▶ Supplied records:
PR #949, opened 2019-07-23
Cache up-to-date consensus payloads

### LINKED ISSUE #788: Consensus optimization for next block - Caching payloads
In a conversation with developers from the SPCC community @fabwa, Anatoly Bogatyrev and Evgeniy Stratonikov, they suggested a caching mechanism for the payload that arrive from CN.
In fact, this mechanism has been already implemented by them in their ongoing GO implementation.

I also believe that it may speed up in some particular cases.

In this sense, even if the CN is lagged behind it would: 
    - Verify the payload signature;
    - If it is a valid payload from a CN it will cache it.

This would speed up and increase the change that a lagged CN will assist the creating of the latest block, when it is lagged.

What do you think, @neo-project/core?

vncoelho:
closes #788 

Check this out, @erikzhang, @shargon, @jsolman and @igormcoelho. An interesting speed up for consensus payloads.

The mechanism was an idea given by SPCC guys during their GO implementation (@fabwa, Anatoly Bogatyrev and Evgeniy Stratonikov).


neo/Consensus/ConsensusService.cs
```diff
@@ -146,7 +146,10 @@ private void CheckPreparations()
 
         private void InitializeConsensus(byte viewNumber)
         {
-            context.Reset(viewNumber);
+            bool resetFuturePayload = true;
```
vncoelho: change to only if viewnumber is equal to 0

neo/Consensus/ConsensusService.cs
```diff
@@ -170,6 +173,13 @@ private void InitializeConsensus(byte viewNumber)
             {
                 ChangeTimer(TimeSpan.FromMilliseconds(Blockchain.MillisecondsPerBlock << (viewNumber + 1)));
             }
+
+            // Speed up consensus with cached future payloads
+            if(!resetFuturePayload)
+            {
+                //Try to load all Future payloads
```
diskooooo: Add space after //

vncoelho:
@erikzhang, even marked as Low Priority, I still believe it is important.
Take your time to review it when you have an extra time.

As much as we have NEO3 consensus operating more efficiently a better experience we are going to have.

This PR is a simple mechanism that caches payloads that were previously discarded. However, they are useful and can surely improve consensus performance.

vncoelho:
Improved the mechanism for just trying to load payloads if they are from the current height.

TODO: With this last change it becomes better to just set each used payload to null.

@shargon, how to set a `var` of `foreach` to null inside the loop?

vncoelho:
In the first implementation I set the default to true, but at the end I preferred to make it more explicit, since we just have 2 calls.

H+1 Preparations, H+1 Commits? Something like that?
Makes sense also, brother.
However, we are just dealing with local RAM allocation. I believe it is better to have everything we can for now, no?
Since the payload already arrived.

neo/Consensus/ConsensusService.cs
```diff
@@ -239,8 +277,55 @@ private void ExtendTimerByFactor(int maxDelayInBlockTimes)
                 ChangeTimer(nextDelay);
         }
 
+        private void TryToSaveFuturePayloads(ConsensusPayload payload)
+        {         
+            if (payload.BlockIndex > context.Block.Index)
```
```c#
if (payload.BlockIndex == context.Block.Index + 1)
```

What about this?

igormcoelho: That's what I meant about `H+1`, brother @vncoelho ... :joy: not H+1 payloads, but payloads with height == height + 1, like Erik said.

vncoelho: Nooo, this is not good. We are still going to lose payloads.

We need to storage all future ones because we can easily persist 1-5 blocks in some few couple of seconds of `ms`.

What we can do it to limit this:

`if (payload.BlockIndex >= context.Block.Index + 1 && payload.BlockIndex <= context.Block.Index + 10)`

vncoelho:
Ricardo, I will not be able to add UTs to this right now and it is not my priority. But I think it is a good thing to be done.

neo/Consensus/ConsensusService.cs
vncoelho: Check https://github.com/neo-project/neo/pull/949/commits/8411857b6bbf95c08d1b26809b412e761f96a735

vncoelho: @erikzhang, did you see the limits? I think that this is enough, right?

As we discussed, just store the next might not be the most efficient. By having a ranged limit of 10-100 blocks we are going to be sure that this mechanism may help.

Because sometimes blocks can be synced quite quickly in a batch.

vncoelho:
@lock9, in terms of the evidence, this PR is quite simple and straightforward, it is a caching mechanism for future consensus payloads, thus, notoriously, speeding up consensus that lagged for syncing the last block.

In fact, this PR is a compulsory and obligatory requirement of pBFT (as described in the literature). Nodes should store all up-to-date history, as well as forwarding them (but this we will not handle or discuss here, it needs better discussions).

vncoelho:
Almost done here. It still need some minor additional conditions for checking `height` and it might be done.

neo/Consensus/ConsensusService.cs
```diff
@@ -251,10 +274,63 @@ private void ExtendTimerByFactor(int maxDelayInBlockTimes)
                 ChangeTimer(nextDelay);
         }
 
-        private void OnConsensusPayload(ConsensusPayload payload)
+        private void TryToSaveFuturePayloads(ConsensusPayload payload)
+        {
+            // Limit the maximum future payload to be saved, 
+            // avoiding caching payload when node is lagged behind by more than furtherPayloadToSave locks
+            uint furtherPayloadToSave = 10;
```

▶ Task:
Starting with the first line of the entries, transcribe every line up to and including the one with "Check this out, @erikzhang, @shargon, @jsolman".

▶ Result of this task:
PR #949, opened 2019-07-23
Cache up-to-date consensus payloads

### LINKED ISSUE #788: Consensus optimization for next block - Caching payloads
In a conversation with developers from the SPCC community @fabwa, Anatoly Bogatyrev and Evgeniy Stratonikov, they suggested a caching mechanism for the payload that arrive from CN.
In fact, this mechanism has been already implemented by them in their ongoing GO implementation.

I also believe that it may speed up in some particular cases.

In this sense, even if the CN is lagged behind it would: 
    - Verify the payload signature;
    - If it is a valid payload from a CN it will cache it.

This would speed up and increase the change that a lagged CN will assist the creating of the latest block, when it is lagged.

What do you think, @neo-project/core?

vncoelho:
closes #788 

Check this out, @erikzhang, @shargon, @jsolman and @igormcoelho. An interesting speed up for consensus payloads.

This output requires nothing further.